Looking for answers on the site I came across this answer with 3 upvotes where I am having trouble to understand an integral. Having not enough reputation (SE requires 50 reputation at least and I did not have access to chat until after editing) I cannot comment the post and ask Sasha, the answerer for clarification.
The said user stated: If $X := \int_1^2 W_s^2 \, dW_s$ then $E[X]=0$ where $W_s$ is a Brownian motion.
Yet I cannot understand how he came to this conclusion.

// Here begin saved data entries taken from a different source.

PR #1154, opened 2026-09-02
fix(schedule): render */N minute as "every N minutes"

### LINKED ISSUE #1132: [Bug] formatCronHuman prints raw "*/N" for hourly expressions
## Description
The "every hour at minute X" branch renders the minute field verbatim: `formatCronHuman("*/5 * * * *")` returns "every hour at minute */5", resulting in a human label that still leaks cron syntax.

## Environment
- **OS**: Any
- **Node version**: v22.20.0
- **Provider**: N/A
- **Model**: N/A

## Steps to Reproduce
1. Use a cron expression like `*/5 * * * *`.
2. Check how it is rendered in the UI.

## Expected Behavior
It should be rendered nicely, e.g., "every 5 minutes".

## Actual Behavior
It renders as "every hour at minute */5".

## Additional Context

MsfPablo:
## Summary

`formatCronHuman` leaked raw cron syntax for `*/N` minute expressions. `*/5 * * * *` matched the hourly branch (any non-`*` minute with every other field wildcard) and rendered verbatim as `every hour at minute */5`.

Added an explicit every-N-minutes branch so `*/5 * * * *` renders as `every 5 minutes`, and `*/15 * * * *` as `every 15 minutes`.

Closes #1132.

## Test plan

- [x] New regression `formatCronHuman formats every-N-minutes without leaking cron syntax` (fails without the fix, passes with it)
- [x] `tsc --noEmit` clean
- [x] `biome check` clean
- [x] changeset added (`patch`)

### DIFF
--- a/source/schedule/cron.spec.ts
+++ b/source/schedule/cron.spec.ts
@@ -69,6 +69,14 @@ test('formatCronHuman formats hourly pattern', t => {
 	t.is(formatCronHuman('0 * * * *'), 'every hour at minute 0');
 });
 
+test('formatCronHuman formats every-N-minutes without leaking cron syntax', t => {
+	// Regression for #1132: "*/N" in the minute field used to render verbatim
+	// as "every hour at minute */5".
+	t.is(formatCronHuman('*/5 * * * *'), 'every 5 minutes');
+	t.is(formatCronHuman('*/15 * * * *'), 'every 15 minutes');
+	t.is(formatCronHuman('*/1 * * * *'), 'every 1 minutes');
+});
+
 test('formatCronHuman formats daily pattern', t => {
 	t.is(formatCronHuman('0 9 * * *'), 'daily at 9:00');
 	t.is(formatCronHuman('30 14 * * *'), 'daily at 14:30');
--- a/source/schedule/cron.ts
+++ b/source/schedule/cron.ts
@@ -46,6 +46,21 @@ export function formatCronHuman(expression: string): string {
 		return 'every minute';
 	}
 
+	// Every N minutes: minute is "*/N", all other fields wildcard. Rendered
+	// explicitly so the cron syntax does not leak into the human label (#1132).
+	if (
+		minute?.startsWith('*/') &&
+		hour === '*' &&
+		dayOfMonth === '*' &&
+		month === '*' &&
+		dayOfWeek === '*'
+	) {
+		const step = minute.slice(2);
+		if (/^[1-9]\d*$/.test(step)) {
+			return `every ${step} minutes`;
+		}
+	}
+
 	if (
 		minute !== '*' &&
 		hour === '*' &&
--- a/.changeset/fix-cron-every-n-minutes.md
+++ b/.changeset/fix-cron-every-n-minutes.md
@@ -1,0 +1,5 @@
+---
+"@nanocollective/nanocoder": patch
+---
+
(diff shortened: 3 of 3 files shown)


source/schedule/cron.ts
```diff
@@ -46,6 +46,21 @@ export function formatCronHuman(expression: string): string {
...
+	if (
+		minute?.startsWith('*/') &&
+		hour === '*' &&
+		dayOfMonth === '*' &&
+		month === '*' &&
+		dayOfWeek === '*'
+	) {
+		const step = minute.slice(2);
+		if (/^[1-9]\d*$/.test(step)) {
+			return `every ${step} minutes`;
```
will-lamerton, line 60: `*/1 * * * *` is valid cron and semantically identical to `* * * * *`, which line 46 already renders as `every minute`. This branch returns `every 1 minutes`, which is both ungrammatical and inconsistent with that. Suggest special-casing it:

```ts
if (/^[1-9]\d*$/.test(step)) {
	return step === '1' ? 'every minute' : `every ${step} minutes`;
}
```

source/schedule/cron.spec.ts
```diff
@@ -69,6 +69,14 @@ test('formatCronHuman formats hourly pattern', t => {
 	t.is(formatCronHuman('0 * * * *'), 'every hour at minute 0');
 });
 
+test('formatCronHuman formats every-N-minutes without leaking cron syntax', t => {
+	// Regression for #1132: "*/N" in the minute field used to render verbatim
+	// as "every hour at minute */5".
+	t.is(formatCronHuman('*/5 * * * *'), 'every 5 minutes');
+	t.is(formatCronHuman('*/15 * * * *'), 'every 15 minutes');
+	t.is(formatCronHuman('*/1 * * * *'), 'every 1 minutes');
```
will-lamerton, line 77: This assertion pins the ungrammatical output as intended behaviour. Should be `t.is(formatCronHuman('*/1 * * * *'), 'every minute');` once the source change above lands.

will-lamerton (changes requested):
Thanks for this, the core fix is correct and well scoped. `*/5 * * * *` and `*/15 * * * *` render properly, the new branch is correctly placed above the hourly branch, and the changeset names `@nanocollective/nanocoder` (the right package). Two things to fix before merge, plus a rebase.

**1. Rebase onto main.** This branch forks from 2026-08-03 and is 376 commits behind, so all three red checks are staleness rather than your change: `Changeset Validation` can't find `scripts/validate-changesets.js` (only on newer main), the VS Code type check is against August extension code, and the one failing unit test is `settings-tabs › renders all four category tabs`, unrelated to `source/schedule/`. CI isn't meaningful until it's rebased.

**2. `every 1 minutes` (see inline).** `*/1 * * * *` means the same thing as `* * * * *`, which this function already renders as `every minute`. The spec currently asserts the ungrammatical string, so it locks the behaviour in.

**Follow-up, not blocking:** the same syntax leak still exists in the hour field. After this patch, `0 */2 * * *` renders as `daily at */2:00` and `*/5 1 * * *` as `daily at 1:*/5`. That's pre-existing on main, not a regression here, so happy for it to be a separate issue, but `0 */2 * * *` is common enough to be worth a fast follow. Cheapest fix is a guard that returns the raw expression when any field still contains `*/`, `,` or `-`.

**Minor:** `formatCronHuman` gets unvalidated frontmatter (`validateCron` has no production callers), so `*/90 * * * *` renders as `every 90 minutes` even though croner rejects it as a step above max. Capping the step at 59 in the new regex is a one-liner if you want it.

I followed the next steps and started from a more general question starting with $X=\int_0^t W_s^2dW_s$ : 1)Ito's isometry tells me that :$$ E\left[ \left(\int_0^t W_s \, dW_s \right)^2 \right] = E \left[\int_0^t W_s^2 \, ds \right]$$
2) Fubini's theorem (if I did unsterdand correctly from this another answer by Byron Schmuland) that i have: $$ E \left[\int_0^t W_s^2 \, ds \right] = \int_0^t E[W_s^2] \, ds = \int_0^t s \, ds = \frac{t^2}{2}$$
3) applying this to the particular case i would end up with this primitive evaluated in the following bounds : $$\left[\frac{s^2}{2}\right]^2_1=1.5$$
Which is different than $E[X] =0$
I cannot see what I am doing wrong. On the form on the question are the \left \right brackets necessary for readability?